══ INFORMATION SHOWN

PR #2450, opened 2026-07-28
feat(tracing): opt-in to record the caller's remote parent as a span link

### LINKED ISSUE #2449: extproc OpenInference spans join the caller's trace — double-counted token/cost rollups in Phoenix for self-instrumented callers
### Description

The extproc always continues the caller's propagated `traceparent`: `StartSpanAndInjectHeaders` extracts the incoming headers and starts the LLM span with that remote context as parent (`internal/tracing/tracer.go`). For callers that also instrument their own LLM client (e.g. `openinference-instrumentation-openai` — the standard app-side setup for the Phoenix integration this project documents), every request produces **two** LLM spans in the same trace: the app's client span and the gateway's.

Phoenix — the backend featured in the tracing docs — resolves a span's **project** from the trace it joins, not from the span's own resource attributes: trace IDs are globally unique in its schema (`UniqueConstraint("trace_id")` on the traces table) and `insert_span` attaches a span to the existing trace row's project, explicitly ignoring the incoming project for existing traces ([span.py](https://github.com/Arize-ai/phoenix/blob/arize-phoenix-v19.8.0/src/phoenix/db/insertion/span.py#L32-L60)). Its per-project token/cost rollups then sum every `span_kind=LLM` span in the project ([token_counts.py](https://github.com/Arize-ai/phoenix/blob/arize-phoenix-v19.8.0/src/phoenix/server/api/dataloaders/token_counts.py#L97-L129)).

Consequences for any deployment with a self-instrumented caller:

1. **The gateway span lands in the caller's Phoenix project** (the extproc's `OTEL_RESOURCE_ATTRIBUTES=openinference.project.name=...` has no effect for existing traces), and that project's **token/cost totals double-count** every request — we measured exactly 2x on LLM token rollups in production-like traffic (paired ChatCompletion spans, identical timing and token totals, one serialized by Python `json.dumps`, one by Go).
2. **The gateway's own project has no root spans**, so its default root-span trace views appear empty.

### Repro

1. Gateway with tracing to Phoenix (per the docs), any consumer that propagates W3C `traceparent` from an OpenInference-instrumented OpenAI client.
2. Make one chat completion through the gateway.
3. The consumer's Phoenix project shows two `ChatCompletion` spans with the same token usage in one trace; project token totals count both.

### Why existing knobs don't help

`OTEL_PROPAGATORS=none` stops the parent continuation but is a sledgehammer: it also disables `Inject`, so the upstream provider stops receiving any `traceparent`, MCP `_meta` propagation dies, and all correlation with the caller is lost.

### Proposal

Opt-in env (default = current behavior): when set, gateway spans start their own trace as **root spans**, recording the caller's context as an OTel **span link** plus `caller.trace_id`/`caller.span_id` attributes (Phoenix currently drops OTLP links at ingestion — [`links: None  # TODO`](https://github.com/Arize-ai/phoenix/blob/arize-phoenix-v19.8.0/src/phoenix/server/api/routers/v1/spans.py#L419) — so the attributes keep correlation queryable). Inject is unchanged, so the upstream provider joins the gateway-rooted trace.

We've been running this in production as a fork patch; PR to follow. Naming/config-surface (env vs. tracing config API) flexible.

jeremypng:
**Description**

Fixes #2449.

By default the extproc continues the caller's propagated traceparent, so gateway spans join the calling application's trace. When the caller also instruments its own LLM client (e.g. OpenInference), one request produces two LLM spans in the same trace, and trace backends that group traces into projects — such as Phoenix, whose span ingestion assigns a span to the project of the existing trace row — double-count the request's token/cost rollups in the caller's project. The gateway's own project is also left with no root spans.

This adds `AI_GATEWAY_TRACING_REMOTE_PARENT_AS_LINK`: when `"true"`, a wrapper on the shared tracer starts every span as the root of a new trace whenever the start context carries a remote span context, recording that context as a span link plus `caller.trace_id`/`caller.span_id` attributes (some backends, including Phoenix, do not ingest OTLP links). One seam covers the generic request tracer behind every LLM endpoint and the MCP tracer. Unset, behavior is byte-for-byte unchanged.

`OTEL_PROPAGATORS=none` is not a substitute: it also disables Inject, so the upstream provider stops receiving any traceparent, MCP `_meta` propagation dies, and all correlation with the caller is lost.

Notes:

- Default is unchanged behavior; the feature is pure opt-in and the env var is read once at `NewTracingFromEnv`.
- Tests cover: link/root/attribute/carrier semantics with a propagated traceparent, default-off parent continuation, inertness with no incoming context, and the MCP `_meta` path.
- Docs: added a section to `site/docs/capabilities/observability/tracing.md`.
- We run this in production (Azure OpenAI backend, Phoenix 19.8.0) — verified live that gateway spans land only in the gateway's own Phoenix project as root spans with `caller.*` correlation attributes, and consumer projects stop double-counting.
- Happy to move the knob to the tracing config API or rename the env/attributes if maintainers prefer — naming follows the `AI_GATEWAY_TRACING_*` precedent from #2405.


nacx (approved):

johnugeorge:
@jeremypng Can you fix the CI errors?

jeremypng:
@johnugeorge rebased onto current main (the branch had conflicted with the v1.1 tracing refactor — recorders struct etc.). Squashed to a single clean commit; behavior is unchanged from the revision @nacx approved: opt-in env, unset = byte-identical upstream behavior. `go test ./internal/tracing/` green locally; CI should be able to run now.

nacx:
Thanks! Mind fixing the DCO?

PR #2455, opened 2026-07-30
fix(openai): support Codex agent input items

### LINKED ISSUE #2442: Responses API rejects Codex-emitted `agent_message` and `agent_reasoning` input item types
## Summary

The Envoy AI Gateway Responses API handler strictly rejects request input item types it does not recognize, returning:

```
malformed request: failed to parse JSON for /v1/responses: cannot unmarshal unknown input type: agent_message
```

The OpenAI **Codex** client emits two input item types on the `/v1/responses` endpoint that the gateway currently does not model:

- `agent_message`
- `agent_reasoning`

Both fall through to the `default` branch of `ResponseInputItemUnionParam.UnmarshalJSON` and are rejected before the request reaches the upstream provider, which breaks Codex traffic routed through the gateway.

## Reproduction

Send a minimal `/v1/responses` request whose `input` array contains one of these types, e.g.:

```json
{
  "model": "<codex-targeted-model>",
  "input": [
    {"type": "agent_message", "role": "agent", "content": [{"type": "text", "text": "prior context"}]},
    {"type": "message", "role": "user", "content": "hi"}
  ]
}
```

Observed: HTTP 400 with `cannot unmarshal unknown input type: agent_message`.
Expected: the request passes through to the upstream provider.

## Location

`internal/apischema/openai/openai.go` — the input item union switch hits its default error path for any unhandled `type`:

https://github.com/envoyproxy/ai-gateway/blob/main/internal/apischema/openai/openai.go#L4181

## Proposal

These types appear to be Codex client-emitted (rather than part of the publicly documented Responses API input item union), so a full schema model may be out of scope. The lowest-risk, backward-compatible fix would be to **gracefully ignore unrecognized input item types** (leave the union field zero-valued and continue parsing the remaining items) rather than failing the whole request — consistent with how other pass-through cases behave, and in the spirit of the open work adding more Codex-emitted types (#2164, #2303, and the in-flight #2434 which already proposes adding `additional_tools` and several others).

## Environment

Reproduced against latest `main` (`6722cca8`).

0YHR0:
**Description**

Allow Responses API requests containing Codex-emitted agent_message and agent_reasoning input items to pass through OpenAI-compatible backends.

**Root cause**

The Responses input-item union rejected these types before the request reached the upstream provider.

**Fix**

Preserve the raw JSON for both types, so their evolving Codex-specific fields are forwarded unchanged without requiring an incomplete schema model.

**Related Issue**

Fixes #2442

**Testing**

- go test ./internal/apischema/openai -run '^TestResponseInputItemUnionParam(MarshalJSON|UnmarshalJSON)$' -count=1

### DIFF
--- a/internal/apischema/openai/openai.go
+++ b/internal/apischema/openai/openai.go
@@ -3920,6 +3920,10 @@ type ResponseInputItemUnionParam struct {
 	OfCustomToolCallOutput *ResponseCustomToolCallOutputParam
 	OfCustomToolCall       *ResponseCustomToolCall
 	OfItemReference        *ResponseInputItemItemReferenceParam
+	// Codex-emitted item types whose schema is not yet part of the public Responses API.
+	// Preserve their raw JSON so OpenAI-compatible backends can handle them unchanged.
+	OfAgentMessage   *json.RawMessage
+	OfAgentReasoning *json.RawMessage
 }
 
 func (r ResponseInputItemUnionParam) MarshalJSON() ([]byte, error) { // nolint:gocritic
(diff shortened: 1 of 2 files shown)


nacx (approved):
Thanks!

════

§ **ACTIVITY**
Everything from the first line above through the line that contains "### Description" should be duplicated exactly, please, and nothing beyond it.

§ **SOLUTION TO THIS EXERCISE**
PR #2450, opened 2026-07-28
feat(tracing): opt-in to record the caller's remote parent as a span link

### LINKED ISSUE #2449: extproc OpenInference spans join the caller's trace — double-counted token/cost rollups in Phoenix for self-instrumented callers
### Description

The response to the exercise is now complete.